Cercanía al mar, integración en las marismas generadas por el golfo de València y construirse aquel asentamiento posiblemente colindante a la Vía Augusta, suerte de autopista romana que nos llevaba, en un recorrido de unos 1.500 kilómetros desde Gades (Augusta Urbs Julia Gaditana) hasta Narbo Martius (Narbona), y de allí al resto de la Roma clásica, podrían ser las razones.
Su núcleo urbano se agrupó en torno a la vieja iglesia, quizá antes mezquita
El sitio primigenio
Aquel trazado se introducía en la hoy Comunitat Valenciana a través de la actual provincia de Alicante aprovechando la conexión física de esta con Cádiz mediante la cordillera Prebética. Y ya puestos, hay incluso indicios de otro posible asentamiento allá por la Edad del Bronce (entre el 2000 a.C. y el 800 a.C. por estas tierras). Así que Alfafar ya era una población viva antes de nacer.
Pero el brote desde el que se generaría la actual ciudad surge desde la cultura árabe, desde la conquista muslime desde 714 hasta la toma de la Taifa de Valencia por Jaume I (1208-1276) en 1238. ¿Cómo era aquel Alfafar? Fundamentalmente agrícola, entre acequias y marjales, además de, según se infiere del nombre, poseer manufactura cerámica. Algo que iba a consolidarse durante nuestra segunda etapa.
Hoy superan el centenar las firmas en los polígonos comerciales
Huerta eterna
Agrícola continuó siendo Alfafar entre los siglos XIII y XV (o sea, el final de la llamada Plena Edad Media, desde el XI al XIII, y toda la Baja Edad Media, hasta el XV). Su núcleo urbano se haría menos disperso, agrupándose en torno a la vieja iglesia, posiblemente erigida sobre una mezquita, que a partir de 1736 se convertía en la actual Nuestra Señora del Don.

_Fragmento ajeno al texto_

Issue #800, opened 2024-01-12
Update table example


joshka:
## Problem
In #781 we tweaked the table example a bit to use a nicer layout and colors.
The example image has not been updated yet in the readme.
Before we do, this example needs to be a bit less frantic (mostly just slow down the key presses in the tape file for this).

  ![Made with VHS](https://vhs.charm.sh/vhs-6z75EkofPu13czwIq1ZhYw.gif)

It would be nice to add a scrollbar to the example too, and tweak the colors from the new material design or tailwind palette modules.

## Solution

- [ ] update the example
- [ ] tweak the vhs tape and generate a new image
- [ ] PR for the main repo updating the example
- [ ] PR for the /images branch with the new image
- [ ] Update the website example https://ratatui.rs/showcase/widgets/#table

Emivvvvv:
I did the first three in the PR: https://github.com/ratatui-org/ratatui/pull/840. 

However, I can't update the gif in the images branch. I get this error when I try to push my changes.
```
[cargo-make] INFO - cargo make 0.37.7
[cargo-make] INFO - Build File: Makefile.toml
[cargo-make] INFO - Task: ci
[cargo-make] INFO - Profile: development
[cargo-make] ERROR - Task ci not found
[cargo-make] WARN - Build Failed.
error: failed to push some refs to 'https://github.com/Emivvvvv/ratatui.git'
```

I also wanted to update website's example but `style::palette::material` is not available for rataui 0.25.0 but I'm using that for new table example
```
const EXAMPLE_TABLE_COLORS: [material::AccentedPalette; 4] = [material::RED, ...];
...
let normal_row_color = curr_color.c600;
let alt_row_color = curr_color.c400;
```

orhun:
My guess is you probably have some git hooks set up and `git push` is unable to run them on the `images` branch.

Emivvvvv:
`git push --no-verify` worked 👍🏻

Emivvvvv:
And for the website, I guess I need to add more things to put my code because of that color change ability.

> though if they are more advanced than the ones already in this repo (i.e. require anything beyond just rendering), you may need to add another binary to the source project.

joshka:
Apologies. The workflow for updating example images isn't great - it's optimized for maintainers over contributors because it isn't an area that has had much external contribution. We're happy to run the vhs scripts if needed to regen the images, or take PRs on that branch.

[...]

PR #840, opened 2024-01-17
feat: update table example and table.tape

Emivvvvv:
Issue: https://github.com/ratatui-org/ratatui/issues/800

This PR adds:

for table.rs
- scrollbar to the table
- colors changed to style::palette::material::AccentedPalette
- now colors can be changed with keys (l or →) for the next color, (h or ←) for the previous color
- added a footer for key info

for table.tape
- typing speed changed to 0.75s from 0.5s
- screen size changed to 1600x864 from 1200x800
- pushed keys changed to show the current example better

I'll push the new GIF to the images branch. Edit: https://github.com/ratatui-org/ratatui/pull/841

### DIFF
--- a/examples/table.rs
+++ b/examples/table.rs
@@ -6,22 +6,49 @@ use crossterm::{
     terminal::{disable_raw_mode, enable_raw_mode, EnterAlternateScreen, LeaveAlternateScreen},
 };
 use itertools::Itertools;
-use ratatui::{prelude::*, widgets::*};
+use ratatui::{prelude::*, style::palette::material::AccentedPalette, widgets::*};
 use style::palette::material;
 
-const EXAMPLE_TABLE_COLORS: [material::AccentedPalette; 4] = [
+const PALETTES: [material::AccentedPalette; 4] = [
+    material::BLUE,
     material::RED,
     material::GREEN,
-    material::BLUE,
     material::ORANGE,
 ];
 const INFO_TEXT: &str =
-    "(q) to quit / (j, ↑) to go up / (k, ↓) to go down / (l, →) for next color / (h, ←) for previous color";
+    "(Esc) quit | (↑) move up | (↓) move down | (→) next color | (←) previous color";
+
+const ITEM_HEIGHT: usize = 4;
+
+struct TableColors {
+    buffer_bg: Color,
+    header_bg: Color,
+    header_fg: Color,
+    row_fg: Color,
+    normal_row_color: Color,
+    alt_row_color: Color,
+    footer_border_color: Color,
+}
+
+impl TableColors {
+    fn new(color: AccentedPalette) -> Self {
+        Self {
+            buffer_bg: color.c900,
+            header_bg: color.c900,
+            header_fg: material::WHITE,
+            row_fg: material::GRAY.c100,
+            normal_row_color: color.c600,
+            alt_row_color: color.c400,
+            footer_border_color: color.c400,
+        }
+    }
+}
 
 struct App {
     state: TableState,
     items: Vec<Vec<String>>,
     scroll_state: ScrollbarState,
+    colors: TableColors,
     color_index: usize,
 }
 
@@ -30,7 +57,8 @@ impl App {
         let items = generate_fake_names();
         App {
             state: TableState::default().with_selected(0),
-            scroll_state: ScrollbarState::new((items.len() - 1) * 4),
+            scroll_state: ScrollbarState::new((items.len() - 1) * ITEM_HEIGHT),
+            colors: TableColors::new(PALETTES[0]),
             color_index: 0,
             items,
         }
@@ -47,7 +75,7 @@ impl App {
             None => 0,
         };
         self.state.select(Some(i));
-        self.scroll_state = self.scroll_state.position(i * 4);
+        self.scroll_state = self.scroll_state.position(i * ITEM_HEIGHT);
     }
 
     pub fn previous(&mut self) {
@@ -62,23 +90,20 @@ impl App {
             None => 0,
         };
         self.state.select(Some(i));
-        self.scroll_state = self.scroll_state.position(i * 4);
+        self.scroll_state = self.scroll_state.position(i * ITEM_HEIGHT);
     }
 
     pub fn next_color(&mut self) {
-        if self.color_index >= EXAMPLE_TABLE_COLORS.len() - 1 {
-            self.color_index = 0;
-        } else {
-            self.color_index += 1;
-        }
+        self.color_index = (self.color_index + 1) % PALETTES.len();
     }
 
     pub fn previous_color(&mut self) {
-        if self.color_index == 0 {
-            self.color_index = EXAMPLE_TABLE_COLORS.len() - 1;
-        } else {
-            self.color_index -= 1
-        }
+        let count = PALETTES.len();
+        self.color_index = (self.color_index + count - 1) % count;
+    }
+
+    pub fn set_colors(&mut self) {
+        self.colors = TableColors::new(PALETTES[self.color_index])
     }
 }
 
@@ -136,12 +161,13 @@ fn run_app<B: Backend>(terminal: &mut Terminal<B>, mut app: App) -> io::Result<(
 
         if let Event::Key(key) = event::read()? {
             if key.kind == KeyEventKind::Press {
+                use KeyCode::*;
                 match key.code {
-                    KeyCode::Char('q') => return Ok(()),
-                    KeyCode::Down | KeyCode::Char('j') => app.next(),
-                    KeyCode::Up | KeyCode::Char('k') => app.previous(),
-                    KeyCode::Right | KeyCode::Char('l') => app.next_color(),
-                    KeyCode::Left | KeyCode::Char('h') => app.previous_color(),
+                    Char('q') | Esc => return Ok(()),
+                    Char('j') | Down => app.next(),
+                    Char('k') | Up => app.previous(),
+                    Char('l') | Right => app.next_color(),
+                    Char('h') | Left => app.previous_color(),
                     _ => {}
                 }
             }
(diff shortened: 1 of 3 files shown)


examples/table.tape
```diff
@@ -1,19 +1,30 @@
 # This is a vhs script. See https://github.com/charmbracelet/vhs for more info.
 # To run this script, install vhs and run `vhs ./examples/table.tape`
 Output "target/table.gif"
-Set Theme "Aardvark Blue"
-Set Width 1200
-Set Height 800
+Set Width 1600
+Set Height 864
```
joshka, line 5: These gifs end up going in the examples readme, so I like to make them look a bit consistent. Changing the width here might make things look a bit weird (or may be fine).

Can you publish a gif with your changes using `vhs publish` and update the example readme so we can see this in context of what it looks like on GitHub?

examples/table.tape
```diff
@@ -1,19 +1,30 @@
...
+Set TypingSpeed 0.75s
 Down 2
 Up 2
-Down 8
-Up 12
-Down 4
+Down 2
+Right 1
+Down 2
+Right 1
```
joshka, line 18: These color changes make this subjectively still a bit frantic for my liking.

It's difficult to get a good balance for something that you can look at and get an understanding of how the example is made up. In most of the examples, you'll see lots of ~2 second sleeps for that reason any time the view changes (this color change counts), or at the end of movement / typing / scrolling to allow the user to process things.

The opposite side of this is going too slow so the UI looks clunky.

examples/table.rs
```diff
@@ -141,16 +183,16 @@ fn ui(f: &mut Frame, app: &mut App) {
...
     let bar = " █ ";
     let t = Table::new(
         rows,
         [
-            Constraint::Length(15),
+            Constraint::Length(25),
+            Constraint::Min(40),
             Constraint::Min(30),
-            Constraint::Min(25),
         ],
```
joshka, line 196: It's probably worth calculating the maximum item lengths at least for the name and address here, and then letting the email take up the rest.

joshka (commented):
I like where this is heading. I started reviewing and then got stuck in a bit of a loop of "what if we did this..." :D

examples/table.rs
```diff
@@ -7,17 +7,32 @@ use crossterm::{
...
+use style::palette::material;
+
+const EXAMPLE_TABLE_COLORS: [material::AccentedPalette; 4] = [
+    material::RED,
+    material::GREEN,
+    material::BLUE,
+    material::ORANGE,
+];
+const INFO_TEXT: &str =
+    "(q) to quit / (j, ↑) to go up / (k, ↓) to go down / (l, →) for next color / (h, ←) for previous color";
```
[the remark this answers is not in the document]
joshka: Oh - I should have written why on this:
l is too easy to confuse for 1 an i, so caps for shortcuts makes sense
Making this narrower is useful because our demos often tend to be rendered into around 78 chars wide.

examples/table.rs
```diff
@@ -7,17 +7,32 @@ use crossterm::{
...
+    color_index: usize,
 }
 
 impl App {
     fn new() -> App {
+        let items = generate_fake_names();
         App {
             state: TableState::default().with_selected(0),
-            items: generate_fake_names(),
+            scroll_state: ScrollbarState::new((items.len() - 1) * 4),
```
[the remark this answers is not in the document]
joshka: or `const ITEM_HEIGHT = 4;`

examples/table.rs
```diff
@@ -115,15 +150,22 @@ fn run_app<B: Backend>(terminal: &mut Terminal<B>, mut app: App) -> io::Result<(
...
+        .split(f.size());
+
+    let curr_color = EXAMPLE_TABLE_COLORS[app.color_index];
 
-    // colors from https://tailwindcss.com/docs/customizing-colors
-    let header_bg = Color::from_str("#1e3a8a").unwrap();
-    let header_fg = Color::from_str("#eff6ff").unwrap();
+    let buffer_bg = curr_color.c900;
+    let header_bg = curr_color.c900;
+    let header_fg = material::WHITE;
```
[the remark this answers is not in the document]
joshka: I don't think the 2014 material color palettes have a particularly dark colors: compare:
https://docs.rs/ratatui/0.26.0-alpha.1/ratatui/style/palette/material/index.html
image

https://docs.rs/ratatui/0.26.0-alpha.1/ratatui/style/palette/tailwind/index.html
image

examples/table.rs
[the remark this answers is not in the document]
kdheepak: I agree that we should make the just `ESC` and arrow keys, and hide `qhjkl` from messages. Terminal / vim users will naturally try it, so it is enough if the examples support it.

examples/table.tape
Emivvvvv: I'll play with table.tape to see what could be done

examples/table.rs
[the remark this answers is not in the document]
Emivvvvv: Maybe we can let users change `palette::material` to `palette::tailwind` with pressing `TAB` key? Also, they can change between fully colored bg to a darker version.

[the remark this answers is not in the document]
Emivvvvv: I agree that this dark background version is better for eyes, however, the real implementations might be much smaller, so the colored version might be preferred. So I think besides choosing one implementation for colors we can let users explore them with the `TAB` key.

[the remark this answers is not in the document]
joshka: The examples are really about showing a specific behavior. The table example should be less about showing off tailwind / material / being able to switch schemes. and More about showing off the features of the table. I'd suggest keep it muted, and keep the color changes to the end of the gif, cycliing through with at least 1 sec and perhaps 2 secs. To avoid "jumping" when the user reaches the end of the loop, you'll either need a longer pause at the end or make sure to make it back to where the loops starts.

examples/table.tape
Emivvvvv: Looks good imo. I also set the theme as `"Aardvark Blue"` to not break the consistency. You can see it in the last commit.

examples/table.rs
Emivvvvv: I wrote the calculation function and added + 1 to all of the lengths before sending them `Constraint::Length `because they were looking too close.

```
    let (longest_name_len, longest_address_len, longest_email_len) =
        constraint_len_calculator(&app.items);
    let t = Table::new(
        rows,
        [
            // + 1 is for padding.
            Constraint::Length(longest_name_len + 1),
            Constraint::Min(longest_address_len + 1),
            Constraint::Min(longest_email_len + 1),
        ],
```

```
fn constraint_len_calculator(items: &[Vec<String>]) -> (u16, u16, u16) {
    let len_vec = items
        .iter()
        .map(|row| {
            (
                row[0].chars().count() as u16,
                row[1]
                    .split('\n')
                    .map(|address_line| address_line.chars().count())
                    .max()
                    .unwrap() as u16,
                row[2].chars().count() as u16,
            )
        })
        .collect::<Vec<(u16, u16, u16)>>();

    let longest_name_len = len_vec.iter().map(|row| row.0).max().unwrap();
    let longest_address_len = len_vec.iter().map(|row| row.1).max().unwrap();
    let longest_email_len = len_vec.iter().map(|row| row.2).max().unwrap();

    (longest_name_len, longest_address_len, longest_email_len)
}
```

examples/table.tape
Emivvvvv: I think It's better now what do you think?

examples/table.rs
```diff
@@ -115,15 +150,22 @@ fn run_app<B: Backend>(terminal: &mut Terminal<B>, mut app: App) -> io::Result<(
 }
 
 fn ui(f: &mut Frame, app: &mut App) {
```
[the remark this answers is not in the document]
Emivvvvv: Separated ui to `render_table`, `render_scrollbar` and `render_footer`

examples/table.rs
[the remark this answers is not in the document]
Emivvvvv: Now it looks like this

```
const INFO_TEXT: &str =
    "(Esc) quit | (↑) move up | (↓) move down | (→) next color | (←) previous color";
```

Screenshot 2024-01-18 at 16 00 06

examples/table.rs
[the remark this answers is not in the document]
Emivvvvv: First implementation (PR):

table

`palette::material` changed to `palette::tailwind` and has darker background https://github.com/ratatui-org/ratatui/pull/840#discussion_r1456842572:

table

Colors changed to `[tailwind::BLUE, tailwind::EMERALD, tailwind::INDIGO, tailwind::RED]` https://github.com/ratatui-org/ratatui/pull/840#discussion_r1456704953:

table

I'm not sure which one should we choose because both versions look good to me.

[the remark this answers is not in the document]
Emivvvvv: Now I realize if we put Sleep 2s or 1s before going down again to the first place it will look better

examples/table.rs
Emivvvvv: I can add a test function for `fn constraint_len_calculator()` and I'm open to name suggestions :D

examples/table.rs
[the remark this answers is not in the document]
Emivvvvv: Referring to this issue: https://github.com/ratatui-org/ratatui/issues/846

 I'll push the third option

Emivvvvv:
This is how the table looks in the last commit:
table

examples/table.rs
```diff
@@ -161,6 +236,82 @@ fn ui(f: &mut Frame, app: &mut App) {
...
-    f.render_stateful_widget(t, rects[0], &mut app.state);
+    f.render_stateful_widget(t, area, &mut app.state);
+}
+
+fn constraint_len_calculator(items: &[Vec<String>]) -> (u16, u16, u16) {
+    let len_vec = items
+        .iter()
+        .map(|row| {
+            (
+                row[0].chars().count() as u16,
```
joshka, line 249: Does .width work here?

examples/table.rs
```diff
@@ -161,6 +236,82 @@ fn ui(f: &mut Frame, app: &mut App) {
...
+                row[1]
+                    .split('\n')
```
joshka, line 251: And .lines().map(UnicodeSeg::width).max() ?

examples/table.rs
```diff
@@ -161,6 +236,82 @@ fn ui(f: &mut Frame, app: &mut App) {
...
+                    .map(|address_line| address_line.chars().count())
+                    .max()
+                    .unwrap() as u16,
+                row[2].chars().count() as u16,
+            )
+        })
+        .collect::<Vec<(u16, u16, u16)>>();
+
+    let longest_name_len = len_vec.iter().map(|row| row.0).max().unwrap();
```
joshka, line 260: If you're iterating and collecting then iterating on the result 3 times or might be neater to iterate and collect the max for each column in a single iteration.

examples/table.rs
```diff
@@ -161,6 +236,82 @@ fn ui(f: &mut Frame, app: &mut App) {
...
+    (longest_name_len, longest_address_len, longest_email_len)
+}
+
+fn render_scrollbar(f: &mut Frame, app: &mut App, area: Rect) {
+    f.render_stateful_widget(
+        Scrollbar::default()
+            .orientation(ScrollbarOrientation::VerticalRight)
+            .begin_symbol(None)
+            .end_symbol(None),
+        area.inner(&Margin {
```
joshka, line 273: Maybe rethink this margin. It looks a bit weird on the bottom.

examples/table.rs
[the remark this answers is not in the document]
joshka: Either is fine

examples/table.tape
joshka: Looks good.

examples/table.rs
joshka: What about adding a small struct that has name, address, email and which gets generated in the app constructor, and then also calculating the column width values there and storing them in an app field rather than in each render?

This swaps indexing the columns implicitly for
```rust
let name_len =
  people.map(Person::name)
    .map(UnicodeWidth::width)
    .max();
let address_len
  people.map(Person::address)
    .flatmap(String::lines)
    .map(UnicodeWidth::width)
    .max();
...

```

Obviously this is just gold plating things at this point. But it does give a nice way of showing how to map real world data into table columns.

joshka (approved):
Looking good. Nothing blocking here. Just things that would improve it a little.

joshka (approved):
LGTM

examples/table.rs
joshka: Marking as resolved to merge this.

joshka:
Thanks again for making these changes.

Puesto que ya mi compañero A. Batalla se detuvo en estos meandros históricos (‘Alfafar, municipio con nombre andalusí entre la acequia y el marjal’, agosto de 2025), resumamos: la tercera etapa (XV al XVII) y la cuarta (XIX) contemplaron un municipio eminentemente agrícola, aunque la arribada del ferrocarril (de 1852 es la estación Alfafar-Benetússer) dinamizaría.
Barrios y centros comerciales
También implementó mucho. A lo largo del siglo XX, la quinta etapa, se recoge, de la anterior centuria, un crecimiento urbano aún más compacto, pero también, dadas las mayores y mejores conexiones, con una expansión urbana que incluía entre los años cincuenta y los setenta barrios obreros, como el paradigmático Orba (de finales de los sesenta). O el de San Jorge, residencial que a principios del XX fue la zona industrial.
¿Y las grandes superficies? La primera aterrizó en 1973, Continente, integrada en 1976 en el grupo Carrefour, que aquí y en Sant Joan d’Alacant (en 1977) iniciaba su expansión por la orografía española. En Alfafar, según información municipal hoy superan el centenar las firmas en los polígonos comerciales que rodean a aquel. Y nos presenta la sexta etapa, la de una urbe pequeña pero atrayente incluso en lo comercial.